EXERCISE INSTRUCTIONS:
Take each line in the entries below that holds "directory" and show it.
=======
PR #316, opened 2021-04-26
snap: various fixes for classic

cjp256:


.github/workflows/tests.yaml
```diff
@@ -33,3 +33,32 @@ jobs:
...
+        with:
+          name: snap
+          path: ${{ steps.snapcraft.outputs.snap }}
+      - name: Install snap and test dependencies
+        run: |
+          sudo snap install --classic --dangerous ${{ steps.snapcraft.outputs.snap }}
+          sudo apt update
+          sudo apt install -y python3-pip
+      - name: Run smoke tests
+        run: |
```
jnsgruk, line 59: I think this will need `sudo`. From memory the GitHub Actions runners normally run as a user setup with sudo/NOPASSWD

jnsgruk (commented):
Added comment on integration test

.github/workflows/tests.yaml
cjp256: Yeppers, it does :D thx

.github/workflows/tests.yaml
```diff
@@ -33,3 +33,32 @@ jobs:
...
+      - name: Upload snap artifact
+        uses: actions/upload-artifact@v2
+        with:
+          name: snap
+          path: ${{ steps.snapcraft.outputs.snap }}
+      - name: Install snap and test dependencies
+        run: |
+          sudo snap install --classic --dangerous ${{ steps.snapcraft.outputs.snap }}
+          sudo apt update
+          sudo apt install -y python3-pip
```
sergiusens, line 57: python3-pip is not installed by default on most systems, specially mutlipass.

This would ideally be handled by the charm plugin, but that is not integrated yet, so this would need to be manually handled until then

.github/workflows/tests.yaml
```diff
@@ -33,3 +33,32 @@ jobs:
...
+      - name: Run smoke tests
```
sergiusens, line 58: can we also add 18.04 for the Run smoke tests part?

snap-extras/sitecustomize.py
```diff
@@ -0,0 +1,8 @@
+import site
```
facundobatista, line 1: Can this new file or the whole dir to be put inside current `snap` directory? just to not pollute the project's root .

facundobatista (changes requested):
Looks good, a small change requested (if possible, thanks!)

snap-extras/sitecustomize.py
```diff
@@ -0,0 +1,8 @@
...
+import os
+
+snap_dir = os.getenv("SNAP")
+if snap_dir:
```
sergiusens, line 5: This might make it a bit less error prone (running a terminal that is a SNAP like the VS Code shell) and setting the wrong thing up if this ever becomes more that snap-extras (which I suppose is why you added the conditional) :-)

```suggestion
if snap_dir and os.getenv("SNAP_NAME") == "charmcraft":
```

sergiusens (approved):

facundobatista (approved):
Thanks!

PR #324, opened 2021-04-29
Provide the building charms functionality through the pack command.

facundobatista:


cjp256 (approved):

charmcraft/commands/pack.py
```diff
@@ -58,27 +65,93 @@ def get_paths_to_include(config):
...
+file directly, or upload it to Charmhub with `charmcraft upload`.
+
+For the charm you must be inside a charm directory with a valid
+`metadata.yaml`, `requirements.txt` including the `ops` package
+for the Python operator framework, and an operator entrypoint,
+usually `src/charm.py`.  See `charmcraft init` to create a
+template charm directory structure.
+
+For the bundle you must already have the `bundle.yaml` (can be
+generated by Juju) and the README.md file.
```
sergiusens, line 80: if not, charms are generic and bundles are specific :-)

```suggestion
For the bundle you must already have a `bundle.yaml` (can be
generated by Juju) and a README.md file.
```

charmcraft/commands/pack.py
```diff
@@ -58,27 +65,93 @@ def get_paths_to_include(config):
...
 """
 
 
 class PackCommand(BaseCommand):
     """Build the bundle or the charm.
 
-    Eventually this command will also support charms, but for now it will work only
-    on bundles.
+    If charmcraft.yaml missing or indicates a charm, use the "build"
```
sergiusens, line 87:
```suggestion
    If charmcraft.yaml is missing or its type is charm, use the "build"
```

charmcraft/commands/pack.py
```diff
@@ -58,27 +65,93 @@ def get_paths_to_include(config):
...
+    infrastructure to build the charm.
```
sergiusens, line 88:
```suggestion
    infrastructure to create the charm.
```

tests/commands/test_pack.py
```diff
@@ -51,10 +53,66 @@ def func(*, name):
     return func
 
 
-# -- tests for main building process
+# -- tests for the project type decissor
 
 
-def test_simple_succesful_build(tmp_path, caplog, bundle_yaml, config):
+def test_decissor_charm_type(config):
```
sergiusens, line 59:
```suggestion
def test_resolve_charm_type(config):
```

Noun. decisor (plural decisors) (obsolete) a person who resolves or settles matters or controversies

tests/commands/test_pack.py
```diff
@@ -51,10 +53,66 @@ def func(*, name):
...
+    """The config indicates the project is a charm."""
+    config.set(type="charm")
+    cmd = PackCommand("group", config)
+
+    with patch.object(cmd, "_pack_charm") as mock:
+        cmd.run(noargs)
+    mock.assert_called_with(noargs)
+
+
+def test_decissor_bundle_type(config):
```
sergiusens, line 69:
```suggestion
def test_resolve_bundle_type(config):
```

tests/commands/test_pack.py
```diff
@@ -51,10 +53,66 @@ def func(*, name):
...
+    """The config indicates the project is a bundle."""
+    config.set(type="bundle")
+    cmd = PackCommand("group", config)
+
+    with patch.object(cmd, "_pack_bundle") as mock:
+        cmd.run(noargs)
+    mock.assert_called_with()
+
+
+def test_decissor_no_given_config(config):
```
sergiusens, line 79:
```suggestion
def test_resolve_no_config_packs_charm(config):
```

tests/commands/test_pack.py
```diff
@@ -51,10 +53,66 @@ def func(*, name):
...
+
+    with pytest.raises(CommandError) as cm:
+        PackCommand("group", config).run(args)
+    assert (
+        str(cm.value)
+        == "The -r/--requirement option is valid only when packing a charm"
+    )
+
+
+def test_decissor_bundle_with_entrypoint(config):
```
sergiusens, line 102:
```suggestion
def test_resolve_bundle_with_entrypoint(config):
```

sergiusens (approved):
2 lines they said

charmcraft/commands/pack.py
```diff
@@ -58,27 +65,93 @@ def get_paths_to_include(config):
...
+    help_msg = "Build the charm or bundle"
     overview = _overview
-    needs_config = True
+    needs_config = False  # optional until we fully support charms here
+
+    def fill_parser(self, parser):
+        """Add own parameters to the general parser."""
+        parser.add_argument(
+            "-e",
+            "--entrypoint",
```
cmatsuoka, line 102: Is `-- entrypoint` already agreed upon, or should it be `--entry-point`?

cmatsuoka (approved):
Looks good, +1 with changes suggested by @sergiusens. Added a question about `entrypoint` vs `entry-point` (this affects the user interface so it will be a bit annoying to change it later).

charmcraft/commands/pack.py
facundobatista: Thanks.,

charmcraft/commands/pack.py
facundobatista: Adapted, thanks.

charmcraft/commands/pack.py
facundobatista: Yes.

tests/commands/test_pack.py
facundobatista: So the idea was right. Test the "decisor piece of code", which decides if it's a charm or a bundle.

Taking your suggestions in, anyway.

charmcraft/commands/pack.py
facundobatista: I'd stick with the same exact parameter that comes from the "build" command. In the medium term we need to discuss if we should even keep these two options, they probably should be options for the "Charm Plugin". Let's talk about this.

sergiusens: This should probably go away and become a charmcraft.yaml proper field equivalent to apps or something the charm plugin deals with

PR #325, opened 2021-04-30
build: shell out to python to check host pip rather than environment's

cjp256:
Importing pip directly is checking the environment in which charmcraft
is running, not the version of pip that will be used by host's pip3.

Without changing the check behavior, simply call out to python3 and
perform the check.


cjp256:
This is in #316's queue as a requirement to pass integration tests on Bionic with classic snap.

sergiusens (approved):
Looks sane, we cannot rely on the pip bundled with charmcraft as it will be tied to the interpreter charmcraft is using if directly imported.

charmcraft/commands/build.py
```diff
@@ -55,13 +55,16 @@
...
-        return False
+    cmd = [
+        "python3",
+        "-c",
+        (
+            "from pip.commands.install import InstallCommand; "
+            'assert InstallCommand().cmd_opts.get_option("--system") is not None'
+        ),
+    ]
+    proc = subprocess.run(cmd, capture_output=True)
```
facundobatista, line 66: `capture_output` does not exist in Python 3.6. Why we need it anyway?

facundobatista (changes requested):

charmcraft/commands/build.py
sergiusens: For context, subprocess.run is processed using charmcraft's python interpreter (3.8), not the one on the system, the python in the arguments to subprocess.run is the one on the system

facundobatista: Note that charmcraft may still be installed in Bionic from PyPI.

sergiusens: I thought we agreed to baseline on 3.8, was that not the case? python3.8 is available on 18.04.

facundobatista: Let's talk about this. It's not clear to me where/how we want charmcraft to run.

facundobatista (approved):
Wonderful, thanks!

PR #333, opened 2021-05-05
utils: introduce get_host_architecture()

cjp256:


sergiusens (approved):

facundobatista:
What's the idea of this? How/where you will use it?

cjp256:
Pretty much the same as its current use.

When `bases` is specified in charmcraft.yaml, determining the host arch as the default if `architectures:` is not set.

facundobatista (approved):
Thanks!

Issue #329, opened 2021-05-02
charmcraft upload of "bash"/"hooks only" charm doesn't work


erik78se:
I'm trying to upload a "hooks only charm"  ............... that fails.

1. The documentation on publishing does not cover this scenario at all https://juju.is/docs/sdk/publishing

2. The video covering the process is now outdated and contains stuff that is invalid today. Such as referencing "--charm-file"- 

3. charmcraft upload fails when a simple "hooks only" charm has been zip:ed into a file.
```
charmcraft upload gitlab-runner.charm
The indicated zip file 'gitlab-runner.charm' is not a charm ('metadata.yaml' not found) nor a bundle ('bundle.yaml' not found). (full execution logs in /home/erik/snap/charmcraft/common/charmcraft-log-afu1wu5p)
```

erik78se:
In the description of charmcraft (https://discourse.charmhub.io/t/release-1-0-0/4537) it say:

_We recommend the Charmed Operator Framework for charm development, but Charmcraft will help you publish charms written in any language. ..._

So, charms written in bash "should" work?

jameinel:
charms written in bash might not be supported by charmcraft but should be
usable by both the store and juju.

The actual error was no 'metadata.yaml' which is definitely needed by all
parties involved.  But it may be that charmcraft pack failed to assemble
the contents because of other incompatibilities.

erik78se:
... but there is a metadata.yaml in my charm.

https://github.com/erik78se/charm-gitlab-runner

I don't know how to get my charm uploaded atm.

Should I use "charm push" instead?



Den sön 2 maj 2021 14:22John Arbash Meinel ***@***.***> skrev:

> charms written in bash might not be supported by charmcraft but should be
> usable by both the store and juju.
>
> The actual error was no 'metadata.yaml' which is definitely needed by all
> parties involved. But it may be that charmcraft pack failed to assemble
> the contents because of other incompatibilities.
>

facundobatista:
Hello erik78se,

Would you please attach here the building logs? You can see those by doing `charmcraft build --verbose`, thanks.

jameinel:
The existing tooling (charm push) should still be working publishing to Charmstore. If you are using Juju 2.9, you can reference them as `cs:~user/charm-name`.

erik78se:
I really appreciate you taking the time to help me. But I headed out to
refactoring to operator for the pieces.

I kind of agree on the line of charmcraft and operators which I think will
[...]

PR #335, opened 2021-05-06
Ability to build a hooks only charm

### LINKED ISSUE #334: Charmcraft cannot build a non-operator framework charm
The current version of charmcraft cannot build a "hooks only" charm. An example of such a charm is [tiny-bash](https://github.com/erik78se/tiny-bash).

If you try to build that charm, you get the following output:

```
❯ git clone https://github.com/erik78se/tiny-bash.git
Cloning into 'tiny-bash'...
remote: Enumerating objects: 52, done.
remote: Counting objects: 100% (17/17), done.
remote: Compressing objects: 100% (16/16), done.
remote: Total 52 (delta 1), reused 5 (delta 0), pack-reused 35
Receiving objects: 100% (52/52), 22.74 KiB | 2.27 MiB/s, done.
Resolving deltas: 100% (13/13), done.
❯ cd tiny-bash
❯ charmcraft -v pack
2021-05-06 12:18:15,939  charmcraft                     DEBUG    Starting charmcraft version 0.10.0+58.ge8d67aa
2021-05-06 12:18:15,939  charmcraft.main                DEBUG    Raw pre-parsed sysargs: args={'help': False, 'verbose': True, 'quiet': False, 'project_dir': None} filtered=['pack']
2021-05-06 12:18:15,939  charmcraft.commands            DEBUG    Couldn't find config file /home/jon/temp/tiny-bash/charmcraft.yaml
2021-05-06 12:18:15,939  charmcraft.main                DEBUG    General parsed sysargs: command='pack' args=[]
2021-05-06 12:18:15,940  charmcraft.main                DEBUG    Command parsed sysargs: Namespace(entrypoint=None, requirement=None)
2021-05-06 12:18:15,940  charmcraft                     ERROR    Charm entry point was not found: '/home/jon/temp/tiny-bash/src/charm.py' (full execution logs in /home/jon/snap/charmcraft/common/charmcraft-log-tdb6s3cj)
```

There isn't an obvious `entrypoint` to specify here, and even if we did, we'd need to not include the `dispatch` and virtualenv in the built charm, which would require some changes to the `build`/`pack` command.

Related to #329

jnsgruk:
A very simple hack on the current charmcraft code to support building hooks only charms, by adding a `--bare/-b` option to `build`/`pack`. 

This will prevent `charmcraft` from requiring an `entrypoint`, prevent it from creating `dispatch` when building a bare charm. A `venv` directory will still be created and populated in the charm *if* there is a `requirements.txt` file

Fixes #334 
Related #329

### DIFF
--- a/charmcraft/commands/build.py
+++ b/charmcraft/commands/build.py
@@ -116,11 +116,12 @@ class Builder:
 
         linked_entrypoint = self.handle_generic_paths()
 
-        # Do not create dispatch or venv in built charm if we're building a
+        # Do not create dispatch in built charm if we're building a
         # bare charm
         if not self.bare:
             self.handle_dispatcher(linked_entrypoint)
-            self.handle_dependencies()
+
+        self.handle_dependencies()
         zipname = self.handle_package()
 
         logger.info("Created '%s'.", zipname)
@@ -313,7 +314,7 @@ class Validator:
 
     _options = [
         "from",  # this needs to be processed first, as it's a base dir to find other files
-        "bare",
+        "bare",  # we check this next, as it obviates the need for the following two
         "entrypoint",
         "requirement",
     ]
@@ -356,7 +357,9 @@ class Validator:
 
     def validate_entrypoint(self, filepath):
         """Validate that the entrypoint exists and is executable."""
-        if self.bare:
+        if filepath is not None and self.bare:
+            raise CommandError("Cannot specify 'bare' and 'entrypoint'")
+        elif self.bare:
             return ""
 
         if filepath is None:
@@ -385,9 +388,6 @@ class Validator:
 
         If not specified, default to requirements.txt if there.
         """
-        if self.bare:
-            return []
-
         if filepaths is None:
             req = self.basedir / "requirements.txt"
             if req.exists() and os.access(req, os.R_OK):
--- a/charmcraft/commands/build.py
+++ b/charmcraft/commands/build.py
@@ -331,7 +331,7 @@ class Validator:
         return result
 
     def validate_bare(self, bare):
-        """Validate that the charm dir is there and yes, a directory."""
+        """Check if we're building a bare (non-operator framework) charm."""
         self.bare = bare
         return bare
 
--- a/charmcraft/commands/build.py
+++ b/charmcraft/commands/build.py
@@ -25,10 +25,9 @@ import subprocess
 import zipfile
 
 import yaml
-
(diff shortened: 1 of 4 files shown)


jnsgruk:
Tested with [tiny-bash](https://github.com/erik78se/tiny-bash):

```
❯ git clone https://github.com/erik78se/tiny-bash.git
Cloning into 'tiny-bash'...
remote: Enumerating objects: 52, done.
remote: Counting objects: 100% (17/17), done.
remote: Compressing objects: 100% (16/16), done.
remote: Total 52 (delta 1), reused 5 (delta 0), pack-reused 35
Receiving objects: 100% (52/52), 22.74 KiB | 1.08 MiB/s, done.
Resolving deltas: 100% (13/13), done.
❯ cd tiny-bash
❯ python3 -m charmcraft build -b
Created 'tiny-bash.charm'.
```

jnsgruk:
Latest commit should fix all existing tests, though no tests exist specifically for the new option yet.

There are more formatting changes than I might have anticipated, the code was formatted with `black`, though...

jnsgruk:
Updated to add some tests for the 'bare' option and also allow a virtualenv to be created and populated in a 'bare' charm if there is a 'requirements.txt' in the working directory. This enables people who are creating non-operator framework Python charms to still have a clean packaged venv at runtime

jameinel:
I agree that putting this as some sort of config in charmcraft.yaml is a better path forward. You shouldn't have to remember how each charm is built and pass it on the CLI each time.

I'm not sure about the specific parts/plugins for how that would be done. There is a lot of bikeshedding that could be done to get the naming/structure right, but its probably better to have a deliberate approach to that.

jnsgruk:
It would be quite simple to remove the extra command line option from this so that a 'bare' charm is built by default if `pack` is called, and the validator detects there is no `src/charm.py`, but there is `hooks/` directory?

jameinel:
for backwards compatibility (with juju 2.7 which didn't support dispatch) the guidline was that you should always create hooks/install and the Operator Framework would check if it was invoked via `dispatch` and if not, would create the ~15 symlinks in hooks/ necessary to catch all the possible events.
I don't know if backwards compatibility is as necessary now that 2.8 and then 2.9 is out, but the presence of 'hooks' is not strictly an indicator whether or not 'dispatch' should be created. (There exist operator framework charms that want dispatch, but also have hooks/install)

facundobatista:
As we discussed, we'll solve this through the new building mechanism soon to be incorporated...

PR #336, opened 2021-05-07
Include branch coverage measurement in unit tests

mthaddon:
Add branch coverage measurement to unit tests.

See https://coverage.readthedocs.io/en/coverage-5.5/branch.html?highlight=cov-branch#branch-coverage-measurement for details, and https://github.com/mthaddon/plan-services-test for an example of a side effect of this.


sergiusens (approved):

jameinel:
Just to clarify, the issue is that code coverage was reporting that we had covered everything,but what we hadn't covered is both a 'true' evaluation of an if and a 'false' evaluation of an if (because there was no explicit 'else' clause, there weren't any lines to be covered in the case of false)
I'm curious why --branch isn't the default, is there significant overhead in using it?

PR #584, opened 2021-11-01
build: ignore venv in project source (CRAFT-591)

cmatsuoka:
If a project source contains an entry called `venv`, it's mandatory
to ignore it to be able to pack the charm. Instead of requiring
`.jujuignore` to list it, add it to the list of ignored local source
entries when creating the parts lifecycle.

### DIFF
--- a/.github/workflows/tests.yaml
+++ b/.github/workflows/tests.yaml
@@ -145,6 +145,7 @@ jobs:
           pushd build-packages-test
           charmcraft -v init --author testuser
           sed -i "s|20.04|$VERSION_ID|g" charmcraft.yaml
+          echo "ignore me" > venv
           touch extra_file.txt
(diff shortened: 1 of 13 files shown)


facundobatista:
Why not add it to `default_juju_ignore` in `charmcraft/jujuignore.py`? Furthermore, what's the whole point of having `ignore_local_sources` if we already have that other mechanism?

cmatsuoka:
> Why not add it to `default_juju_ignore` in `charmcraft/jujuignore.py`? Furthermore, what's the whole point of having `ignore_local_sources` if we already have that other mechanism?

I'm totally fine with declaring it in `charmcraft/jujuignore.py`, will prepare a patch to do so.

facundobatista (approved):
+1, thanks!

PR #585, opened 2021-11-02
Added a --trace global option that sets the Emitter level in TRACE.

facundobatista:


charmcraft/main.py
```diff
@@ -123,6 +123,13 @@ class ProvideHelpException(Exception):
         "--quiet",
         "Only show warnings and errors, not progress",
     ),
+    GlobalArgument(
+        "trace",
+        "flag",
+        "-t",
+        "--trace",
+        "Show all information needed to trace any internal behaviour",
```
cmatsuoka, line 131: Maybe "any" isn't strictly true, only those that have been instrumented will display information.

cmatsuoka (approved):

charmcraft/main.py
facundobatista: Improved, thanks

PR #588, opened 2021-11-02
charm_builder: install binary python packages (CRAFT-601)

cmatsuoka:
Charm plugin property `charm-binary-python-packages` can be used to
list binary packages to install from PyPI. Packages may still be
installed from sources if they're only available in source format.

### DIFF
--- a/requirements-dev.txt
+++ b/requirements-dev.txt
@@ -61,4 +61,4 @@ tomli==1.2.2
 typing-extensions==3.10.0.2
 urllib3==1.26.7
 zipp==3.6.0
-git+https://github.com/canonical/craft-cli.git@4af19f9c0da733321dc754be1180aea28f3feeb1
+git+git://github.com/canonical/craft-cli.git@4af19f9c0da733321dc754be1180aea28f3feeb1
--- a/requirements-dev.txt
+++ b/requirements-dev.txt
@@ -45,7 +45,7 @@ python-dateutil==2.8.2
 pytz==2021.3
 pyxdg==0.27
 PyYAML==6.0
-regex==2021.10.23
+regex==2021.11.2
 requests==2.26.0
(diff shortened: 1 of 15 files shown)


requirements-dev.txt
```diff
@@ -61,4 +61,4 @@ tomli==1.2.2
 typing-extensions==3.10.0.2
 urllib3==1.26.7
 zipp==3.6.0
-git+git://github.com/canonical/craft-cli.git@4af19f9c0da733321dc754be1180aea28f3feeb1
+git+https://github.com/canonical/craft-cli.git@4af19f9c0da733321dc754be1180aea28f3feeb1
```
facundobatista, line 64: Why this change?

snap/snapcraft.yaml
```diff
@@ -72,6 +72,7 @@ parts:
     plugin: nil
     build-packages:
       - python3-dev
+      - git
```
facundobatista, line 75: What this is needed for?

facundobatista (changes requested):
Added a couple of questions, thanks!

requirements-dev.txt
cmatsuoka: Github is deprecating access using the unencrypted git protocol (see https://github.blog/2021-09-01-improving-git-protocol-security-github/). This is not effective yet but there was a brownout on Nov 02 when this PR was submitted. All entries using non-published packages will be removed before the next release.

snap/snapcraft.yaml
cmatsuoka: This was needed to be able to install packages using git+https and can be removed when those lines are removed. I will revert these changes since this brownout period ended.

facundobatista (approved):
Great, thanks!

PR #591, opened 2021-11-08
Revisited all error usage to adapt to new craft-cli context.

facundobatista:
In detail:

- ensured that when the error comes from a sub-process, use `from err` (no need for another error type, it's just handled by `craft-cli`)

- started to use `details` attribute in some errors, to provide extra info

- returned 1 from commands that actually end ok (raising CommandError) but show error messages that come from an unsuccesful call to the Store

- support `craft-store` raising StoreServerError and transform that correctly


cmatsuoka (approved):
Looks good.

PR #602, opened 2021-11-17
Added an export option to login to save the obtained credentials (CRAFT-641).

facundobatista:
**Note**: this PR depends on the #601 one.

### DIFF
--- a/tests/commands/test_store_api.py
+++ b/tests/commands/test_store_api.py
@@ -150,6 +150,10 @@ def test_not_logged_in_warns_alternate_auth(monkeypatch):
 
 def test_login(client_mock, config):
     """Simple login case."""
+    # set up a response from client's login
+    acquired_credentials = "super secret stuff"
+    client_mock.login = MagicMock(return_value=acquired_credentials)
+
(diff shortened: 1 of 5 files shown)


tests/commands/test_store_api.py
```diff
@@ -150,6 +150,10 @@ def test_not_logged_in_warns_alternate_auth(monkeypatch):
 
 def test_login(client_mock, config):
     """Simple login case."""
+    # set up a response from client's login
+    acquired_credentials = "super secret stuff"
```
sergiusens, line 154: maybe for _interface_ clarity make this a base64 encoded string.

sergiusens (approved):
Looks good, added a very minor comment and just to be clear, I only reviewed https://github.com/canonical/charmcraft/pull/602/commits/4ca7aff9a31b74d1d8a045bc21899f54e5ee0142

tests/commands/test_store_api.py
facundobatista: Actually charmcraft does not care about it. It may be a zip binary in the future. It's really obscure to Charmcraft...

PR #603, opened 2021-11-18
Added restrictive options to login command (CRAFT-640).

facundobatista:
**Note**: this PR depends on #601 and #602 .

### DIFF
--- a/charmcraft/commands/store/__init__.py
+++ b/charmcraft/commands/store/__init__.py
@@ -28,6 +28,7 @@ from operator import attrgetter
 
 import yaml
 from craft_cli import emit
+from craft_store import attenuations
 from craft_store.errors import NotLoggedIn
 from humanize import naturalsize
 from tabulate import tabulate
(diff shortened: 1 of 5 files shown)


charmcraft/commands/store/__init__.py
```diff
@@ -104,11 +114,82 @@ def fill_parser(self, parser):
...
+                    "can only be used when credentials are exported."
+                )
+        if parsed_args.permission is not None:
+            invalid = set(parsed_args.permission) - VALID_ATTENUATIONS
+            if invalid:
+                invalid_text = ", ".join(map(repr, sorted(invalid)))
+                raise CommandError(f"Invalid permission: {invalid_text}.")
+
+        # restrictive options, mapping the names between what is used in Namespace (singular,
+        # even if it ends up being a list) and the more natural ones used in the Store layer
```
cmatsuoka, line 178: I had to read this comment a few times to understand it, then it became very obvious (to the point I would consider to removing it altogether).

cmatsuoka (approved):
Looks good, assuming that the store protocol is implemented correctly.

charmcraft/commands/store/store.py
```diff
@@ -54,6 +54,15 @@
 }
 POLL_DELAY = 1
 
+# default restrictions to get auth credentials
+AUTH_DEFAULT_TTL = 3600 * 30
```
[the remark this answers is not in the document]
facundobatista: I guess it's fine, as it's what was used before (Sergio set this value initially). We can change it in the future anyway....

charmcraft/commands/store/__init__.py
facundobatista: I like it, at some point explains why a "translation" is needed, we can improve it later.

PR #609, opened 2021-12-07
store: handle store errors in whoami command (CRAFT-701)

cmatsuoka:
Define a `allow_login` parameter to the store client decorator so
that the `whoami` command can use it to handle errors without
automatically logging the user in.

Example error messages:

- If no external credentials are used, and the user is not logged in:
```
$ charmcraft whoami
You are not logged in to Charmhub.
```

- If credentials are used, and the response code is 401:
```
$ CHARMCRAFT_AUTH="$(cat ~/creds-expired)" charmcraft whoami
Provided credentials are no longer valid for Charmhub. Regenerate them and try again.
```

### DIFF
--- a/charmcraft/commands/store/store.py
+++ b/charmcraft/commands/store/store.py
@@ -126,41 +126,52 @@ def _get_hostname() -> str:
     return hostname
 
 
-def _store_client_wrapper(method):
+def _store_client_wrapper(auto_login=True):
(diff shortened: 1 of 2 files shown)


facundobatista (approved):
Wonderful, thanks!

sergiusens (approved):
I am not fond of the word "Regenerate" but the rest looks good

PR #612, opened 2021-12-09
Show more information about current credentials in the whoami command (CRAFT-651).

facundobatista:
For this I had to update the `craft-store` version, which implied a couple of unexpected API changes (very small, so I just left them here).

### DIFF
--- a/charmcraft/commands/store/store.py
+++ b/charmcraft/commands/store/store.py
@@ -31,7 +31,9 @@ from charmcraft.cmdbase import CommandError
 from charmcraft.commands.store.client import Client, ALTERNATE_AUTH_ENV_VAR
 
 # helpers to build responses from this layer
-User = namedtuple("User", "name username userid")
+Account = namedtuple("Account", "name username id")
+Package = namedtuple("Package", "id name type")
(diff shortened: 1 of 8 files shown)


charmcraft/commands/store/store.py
=======
RESPONSE TO THE TASK:
facundobatista, line 1: Can this new file or the whole dir to be put inside current `snap` directory? just to not pollute the project's root .
+For the charm you must be inside a charm directory with a valid
+template charm directory structure.
This will prevent `charmcraft` from requiring an `entrypoint`, prevent it from creating `dispatch` when building a bare charm. A `venv` directory will still be created and populated in the charm *if* there is a `requirements.txt` file
-        """Validate that the charm dir is there and yes, a directory."""
Updated to add some tests for the 'bare' option and also allow a virtualenv to be created and populated in a 'bare' charm if there is a 'requirements.txt' in the working directory. This enables people who are creating non-operator framework Python charms to still have a clean packaged venv at runtime
It would be quite simple to remove the extra command line option from this so that a 'bare' charm is built by default if `pack` is called, and the validator detects there is no `src/charm.py`, but there is `hooks/` directory?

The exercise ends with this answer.